We encourage you to post your questions about kitchen knives here. We can give you help choosing a knife.
Thu Aug 01, 2013 12:28 pm
I am looking to buy a knife and I was curious as to wether or not the Carbon 52100 Addict 240mm Gyuto with the paid sharpening service would be a sharper knife than the out of the box kasumi? Also, which would hold their edge for a longer time?
Also, if the above options are not the best please feel free to recommend one better and state why. Price range is between $100-$300
Thu Aug 01, 2013 1:15 pm
Absolutely without question it will be sharper than an OOTB Kasumi...well, wait....we're talking about these, yes?http://www.chefknivestogo.com/kasumiknives.html
If so, then yes....see above.
And 52100 will keep an edge longer than VG10 in my experience, but it depends on what kind of edge said sharpener puts on it too.
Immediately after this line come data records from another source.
PR #1614, opened 2026-07-02
feat(STONEINTG-1677): consolidated Gitlab status reporting

jencull:
- add HTTP 422 as unrecoverable across all three forge reporters
- add ReportConsolidatedStatus to reporter.go  GitLab posts a single "X/Y passed" status when scenario count exceeds the per-pipeline job threshold; GitHub and Forgejo are no-ops
- propagate IsOptional through TestReport so optional failures do not set the consolidated status to failed
- add MaxIndividualStatuses constant (50) to control the threshold at which GitLab switches to consolidated status reporting
- unit tests for consolidated status, transition error suppression, and threshold routing

Assisted by: Cursor AI


internal/controller/statusreport/statusreport_adapter.go
```diff
@@ -554,38 +557,71 @@ func (a *Adapter) iterateIntegrationTestStatusDetailsInStatusReport(reporter sta
...
+
+			if writeErr := status.WriteSnapshotReportStatus(a.context, a.client, testedSnapshot, srs); writeErr != nil {
+				return fmt.Errorf("failed to report status AND write snapshot report status metadata: %w", writeErr)
+			}
+
+			a.logger.Info("Successfully report integration test status for snapshot",
+				"testedSnapshot.Name", testedSnapshot.Name,
+				"destinationSnapshot.Name", destinationSnapshot.Name,
+				"testStatus", integrationTestStatusDetail.Status)
+			srs.SetLastUpdateTime(integrationTestStatusDetail.ScenarioName, destinationSnapshot.Name, integrationTestStatusDetail.LastUpdateTime)
```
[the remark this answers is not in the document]
jencull: No changes in this file introduced in this PR.

internal/controller/statusreport/statusreport_adapter.go
```diff
@@ -554,38 +557,71 @@ func (a *Adapter) iterateIntegrationTestStatusDetailsInStatusReport(reporter sta
...
-			//integration test contains no changes
-			a.logger.Info("Integration Test doen't contain new status updates", "scenario.Name", integrationTestStatusDetail.ScenarioName)
-			continue
-		}
+	// When the number of scenarios exceeds the configured threshold for GitLab or
+	// Forgejo reporters, post a single consolidated commit status instead of one
+	// per scenario to avoid exhausting the provider's per-pipeline job limit.
+	maxIndividual := status.GetMaxIndividualStatuses()
+	useConsolidated := (reporter.GetReporterName() == status.GitLabProvider || reporter.GetReporterName() == status.ForgejoProvider) &&
+		len(integrationTestStatusDetails) > maxIndividual
```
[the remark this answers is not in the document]
jencull: actioned and change made.

status/reporter_gitlab.go
```diff
@@ -515,6 +510,102 @@ func (r *GitLabReporter) ReportStatus(ctx context.Context, report TestReport) (i
...
+		case intgteststat.IntegrationTestStatusTestFail,
+			intgteststat.IntegrationTestStatusTestInvalid,
+			intgteststat.IntegrationTestStatusEnvironmentProvisionError_Deprecated,
+			intgteststat.IntegrationTestStatusDeploymentError_Deprecated,
+			intgteststat.BuildPLRFailed,
+			intgteststat.SnapshotCreationFailed,
+			intgteststat.GroupSnapshotCreationFailed:
+			if !report.IsOptional {
+				overallState = gitlab.Failed
+			}
```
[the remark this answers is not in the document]
jencull: Deleted maps to Canceled in the existing per-scenario reporter, not Failed. The consolidated status intentionally treats it the same way by not counting it as a failure.

status/reporter_gitlab.go
```diff
@@ -515,6 +510,102 @@ func (r *GitLabReporter) ReportStatus(ctx context.Context, report TestReport) (i
...
+	return srcStatusCode, srcErr
+}
+
+// isGitLabRedundantTransitionError returns true when GitLab rejects a commit
+// status update because the status is already in the requested state. These
+// errors are safe to ignore — the desired state is already reflected.
+func isGitLabRedundantTransitionError(err error) bool {
+	return strings.Contains(err.Error(), "Cannot transition status via :enqueue from :pending") ||
+		strings.Contains(err.Error(), "Cannot transition status via :run from :running")
+}
```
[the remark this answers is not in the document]
jencull: actioned.

jencull:
Actions taken on Fullsend recommendations: 

[logic-error] Fixed — removed ForgejoProvider from the useConsolidated condition. Forgejo always uses the per-scenario path.

[missing-retry] Fixed — extracted setConsolidatedCommitStatus helper and wrapped ReportConsolidatedStatus with retry.OnError, consistent with ReportStatus.

[missing-case] Fixed — added explicit IntegrationTestStatusDeleted case with a comment explaining it intentionally does not affect the consolidated state (maps to Canceled in per-scenario reporting).

[edge-case] Moot — GetMaxIndividualStatuses env var replaced with const MaxIndividualStatuses = 50. Hardcoded the number, as done in GC etc. 

[variable-naming] Moot — env var removed, constant has no provider prefix. Forgejo also removed from routing.

[typo] Not actioned — pre-existing typo, not introduced by this PR. Fixing it here would add noise to the diff.

[comment-style-inconsistency] Already fixed via gemini code review message — target project path in setCommitStatus was updated to use isGitLabRedundantTransitionError during a rebase cleanup.

jencull:
there is a flaky test that fails about 40% of the time when run on local. Ticket created to address it, 1694. https://github.com/konflux-ci/integration-service/actions/runs/28600938718/job/84808668695 Same test is failing on PR 1607

status/reporter_gitlab.go
```diff
@@ -515,6 +507,132 @@ func (r *GitLabReporter) ReportStatus(ctx context.Context, report TestReport) (i
...
+			// Deleted maps to Canceled in per-scenario reporting and does not
+			// affect the overall pass/fail outcome of the consolidated status.
+		}
+	}
+
+	consoleName := getConsoleName()
+	opt := gitlab.SetCommitStatusOptions{
+		State:       gitlab.BuildStateValue(overallState),
+		Name:        gitlab.Ptr(fmt.Sprintf("%s / Integration Tests", consoleName)),
+		Description: gitlab.Ptr(fmt.Sprintf("%d/%d passed", passed, total)),
```
kasemAlem, line 555: as a UX improvement I think it would make more sense if we add a clickable way uses can move towards see what failed by linking the consolidated commit status to the snapshot overview page in the Konflux console, so users can click "650/700 passed" and see which tests failed.

  The way to do it: add a `CONSOLE_URL_SNAPSHOT `env var (same pattern as the existing `CONSOLE_URL `for PipelineRuns), with `{{NAMESPACE}}` and `{{SNAPSHOT_NAME}}` placeholders, and set `opt.TargetURL` in
  `ReportConsolidatedStatus` using it.

if it's not for this pr scope we may take in separate issue

status/reporter_gitlab.go
```diff
@@ -515,6 +507,132 @@ func (r *GitLabReporter) ReportStatus(ctx context.Context, report TestReport) (i
...
+	overallState := gitlab.Success
+
+	for _, report := range reports {
+		switch report.Status {
+		case intgteststat.IntegrationTestStatusTestPassed, intgteststat.IntegrationTestStatusTestWarning:
+			passed++
+		case intgteststat.IntegrationTestStatusInProgress:
+			if overallState == gitlab.Success {
+				overallState = gitlab.Running
+			}
```
kasemAlem, line 530: I think here we have a bug in logic : 
  The code loops through all test reports to figure out one overall GitLab status. It starts as Success and updates as it encounters different test states. The problem is with two specific states — Pending and
  Running (InProgress).

  Both have the same guard: "only update if the current state is still Success." So whichever one the loop hits first sets the state, and the other one can never override it.

  Example: You have 3 tests. Test A is pending (hasn't started), Test B is running (actively executing), Test C passed.

  - If the loop processes them in order A, B, C: A sets state to Pending. B tries to set Running but the guard says "only if Success" — it's Pending now, so B is ignored. Final state: Pending.
  - If the loop processes them in order B, A, C: B sets state to Running. A tries to set Pending but the guard blocks it. Final state: Running.

  Same data, different result — just because of iteration order.

If at least one test is actively running, the overall state should be Running. Pending means "nothing has started yet," which is wrong when work is in progress.

fix proposed : 

```
  case intgteststat.IntegrationTestStatusInProgress:
      if overallState == gitlab.Success || overallState == gitlab.Pending {
          overallState = gitlab.Running
      }

```

status/status.go
```diff
@@ -459,6 +460,12 @@ func getConsoleName() string {
 	return consoleName
 }
 
+// MaxIndividualStatuses is the maximum number of per-scenario commit statuses
+// that will be posted to GitLab before switching to a single consolidated
+// status. Above this threshold, one "X/Y passed" status is posted instead to
+// avoid exhausting GitLab's max_jobs_per_pipeline limit.
+const MaxIndividualStatuses = 50
```
kasemAlem, line 467: should we consider this be an env variable so it be controlled by operators/users without the need to build a new image ?
if this is not in this or scope we can open a new issue for it

kasemAlem:
adding the new field [isOptional](https://github.com/jencull/integration-service/blob/28047cf05876c72aa414b997d26d540cd9aab442/status/reporter.go#L64)  to the status/reporter is a good way
but it's only used in the [consolidated path](https://github.com/jencull/integration-service/blob/28047cf05876c72aa414b997d26d540cd9aab442/status/reporter_gitlab.go#L542) , meanwhile in the [scenario path](https://github.com/jencull/integration-service/blob/28047cf05876c72aa414b997d26d540cd9aab442/status/reporter_gitlab.go#L170-L176) we kept using the k8s lookup, and this way is using another redundant K8s Get, we can use the isOptional now and save this redundant API call.

status/reporter_gitlab.go
```diff
@@ -515,6 +507,132 @@ func (r *GitLabReporter) ReportStatus(ctx context.Context, report TestReport) (i
...
+		return http.StatusOK, nil
+	}
+
+	r.logger.Error(errors.Join(err, srcErr), "failed to set consolidated commit status on both projects",
+		"targetProjectID", r.targetProjectID, "sourceProjectID", r.sourceProjectID, "sha", r.sha)
+	if !r.ReturnCodeIsUnrecoverable(statusCode) {
+		return statusCode, err
+	}
+	return srcStatusCode, srcErr
+}
```
kasemAlem, line 629: When both the target project and the source project fail to set a commit status, the code needs to decide which error to return. The caller uses the returned status code to decide whether to retry or give up.

  The existing [setCommitStatus](https://github.com/konflux-ci/integration-service/blob/3e5f7eb3051c8c044f8f617156edbd906ab32ded/status/reporter_gitlab.go#L309-L317)  has a 3-step fallback:

  1. If target error is recoverable → return target error (caller retries against target)
  2. If source error is recoverable → return source error (caller retries against source)
  3. If both are unrecoverable → return target error (caller gives up)

  The new [setConsolidatedCommitStatus](https://github.com/jencull/integration-service/blob/28047cf05876c72aa414b997d26d540cd9aab442/status/reporter_gitlab.go#L619-L622) has a 2-step fallback:

  1. If target error is recoverable → return target error (same)
  2. Otherwise → return source error (regardless of whether source is recoverable or not)

  The difference shows up when both are unrecoverable: the original returns the target error, the new code returns the source error. The end result is the same — the caller gives up either way because the error
  is unrecoverable. But someone reading the two functions side by side would wonder why they behave differently in that edge case.

  It's not a bug — just an inconsistency that could confuse a future reader. The suggestion is simply to match the original 3-step pattern so both functions work the same way.

kasemAlem:
Test gaps

  1. Threshold routing in the adapter: There's no test in `statusreport_adapter_test.go` that verifies the consolidated path is actually triggered when the scenario count exceeds `MaxIndividualStatuses`. The unit
  tests cover `ReportConsolidatedStatus` in isolation, but the branching logic in the adapter — which is the most critical integration point — is untested.
  2. Mixed non-terminal states: There's no test for `ReportConsolidatedStatus` receiving a mix of `Pending` and `InProgress` reports in different iteration orders. This would catch the state priority bug (`Running`
  should override `Pending` regardless of order) and serve as a regression test for the fix.

status/reporter_gitlab.go
jencull: TY, good catch. Makes sense to do it here.

status/reporter_gitlab.go
jencull: Done. ty.

status/status.go
jencull: Not yet, potentially in the future. The follow up ticket is the observability aspect where we will make further decisions based on how this plays out for our users when in use.

jencull:
> adding the new field [isOptional](https://github.com/jencull/integration-service/blob/28047cf05876c72aa414b997d26d540cd9aab442/status/reporter.go#L64) to the status/reporter is a good way
> but it's only used in the [consolidated path](https://github.com/jencull/integration-service/blob/28047cf05876c72aa414b997d26d540cd9aab442/status/reporter_gitlab.go#L542) , meanwhile in the [scenario path](https://github.com/jencull/integration-service/blob/28047cf05876c72aa414b997d26d540cd9aab442/status/reporter_gitlab.go#L170-L176) we kept using the k8s lookup, and this way is using another redundant K8s Get, we can use the isOptional now and save this redundant API call.

@kasemAlem agreed. I will create a ticket for it in our backlog. TY

status/reporter_gitlab.go
jencull: made the change to keep it consistent. TY.

jencull:
> Test gaps
> 
> 1. Threshold routing in the adapter: There's no test in `statusreport_adapter_test.go` that verifies the consolidated path is actually triggered when the scenario count exceeds `MaxIndividualStatuses`. The unit
>    tests cover `ReportConsolidatedStatus` in isolation, but the branching logic in the adapter — which is the most critical integration point — is untested.
> 2. Mixed non-terminal states: There's no test for `ReportConsolidatedStatus` receiving a mix of `Pending` and `InProgress` reports in different iteration orders. This would catch the state priority bug (`Running`
>    should override `Pending` regardless of order) and serve as a regression test for the fix.

tests written. tyvm.

kasemAlem:
/retest

The etcd timeout + leader election loss + pod restart created a 44-minute gap during which the completed PLR was not processed. A retest should pass.

internal/controller/statusreport/statusreport_adapter.go
```diff
@@ -554,38 +557,70 @@ func (a *Adapter) iterateIntegrationTestStatusDetailsInStatusReport(reporter sta
...
-		if writeErr := status.WriteSnapshotReportStatus(a.context, a.client, testedSnapshot, srs); writeErr != nil { // try to write what was already written
-			return fmt.Errorf("failed to report status AND write snapshot report status metadata: %w", writeErr)
+		// Mark all scenarios as reported so they are not re-reported on the next reconcile
+		for _, detail := range integrationTestStatusDetails {
+			srs.SetLastUpdateTime(detail.ScenarioName, destinationSnapshot.Name, detail.LastUpdateTime)
+		}
+		if writeErr := status.WriteSnapshotReportStatus(a.context, a.client, testedSnapshot, srs); writeErr != nil {
+			return fmt.Errorf("failed to write snapshot report status after consolidated status: %w", writeErr)
 		}
+	} else {
```
dirgim, line 579: suggestion: This additional conditional layer (`if useConsolidated {...} else {...}`)  increases the code complexity by quite a bit. Maybe extracting this branch into a new function could help here?

internal/controller/statusreport/statusreport_adapter.go
```diff
@@ -525,23 +525,26 @@ func (a *Adapter) iterateIntegrationTestStatusDetailsInStatusReport(reporter sta
...
+			if writeErr := status.WriteSnapshotReportStatus(a.context, a.client, testedSnapshot, srs); writeErr != nil {
 				return fmt.Errorf("failed to generate test report AND write snapshot report status metadata: %w", e.Join(reportErr, writeErr))
 			}
 			return fmt.Errorf("failed to generate test report: %w", reportErr)
 		}
+		allReports = append(allReports, *testReport)
+
 		// split passed and failing integration test report in gitlab comment to show failing tests on top
 		if integrationTestStatusDetail.Status == intgteststat.IntegrationTestStatusTestPassed {
-			// generate comment for passed integration test with short text which has pipelinerun link but without task run details
```
dirgim, line 544: nit: probably best to leave this comment here just in case.

internal/controller/statusreport/statusreport_adapter.go
```diff
@@ -525,23 +525,26 @@ func (a *Adapter) iterateIntegrationTestStatusDetailsInStatusReport(reporter sta
 		return nil
 	}
 
+	// Build the per-scenario test reports. These are always needed — for comment
+	// text in both paths and for per-scenario commit statuses in the individual path.
+	var allReports []status.TestReport
 	for _, integrationTestStatusDetail := range integrationTestStatusDetails {
-		// set isFinalStatus to true if there is at least one integration test status is in final status, which means the comment for integration test might not be updated again to have only one comment for each component
```
dirgim, line 529: nit: probably best to leave this comment here just in case.

internal/controller/statusreport/statusreport_adapter.go
jencull: done, slightly edited version included

internal/controller/statusreport/statusreport_adapter.go
jencull: done

internal/controller/statusreport/statusreport_adapter.go
jencull: done, ty :)

dirgim (approved):
LGTM

kasemAlem (approved):
great work , thx @jencull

A better knife in that range would really depend on what you're after in a knife.
Can you fill in some more blanks?
What other knives have you used?
What did you like/not like about them?
What draws you to these two knives?
etc, etc etc
Thu Aug 01, 2013 1:33 pm
Thank you Adam for the response. I have used the kasumi, shuns, wushtof, kitchen aid (I know but it was actually a really nice knife). I liked the feel of them all. I think that as I get more into sushi making I want something ludicrously sharp. I have my kitchen aid to the point of shaving with it and it still has trouble getting a clean cut through my rolls? Maybe its me? I am very new to knifes and I am not a professional chef, though I am friends with many (not that it means much). I want something kramer sharp that when I have something super delicate to cut I can use it and put it away...I guess not an everyday knife. As, I said I am VERY new and I appreciate the help.
Thu Aug 01, 2013 1:39 pm
Sorry, what draws me to them is my chef friend REALLY loves his kasumi. To me it is sharper, but no more comfy that my kitchen aid (again ACK I know). I love the look of the Carbon 52100 Addict 240mm Gyuto and I am guessing that it will have the potential to reach the sharpness I desire, with the longevity I need?
Thu Aug 01, 2013 1:54 pm
My Richmond AS Laser and Tanaka Sekiso 240mm gyuto's take screaming sharp edges and hold them very well. What are you using as a sharpening progression? I finish on a J Natural stone or two, then strop on bare leather and I get a very sharp edge that still has some tooth to it and they cut very well.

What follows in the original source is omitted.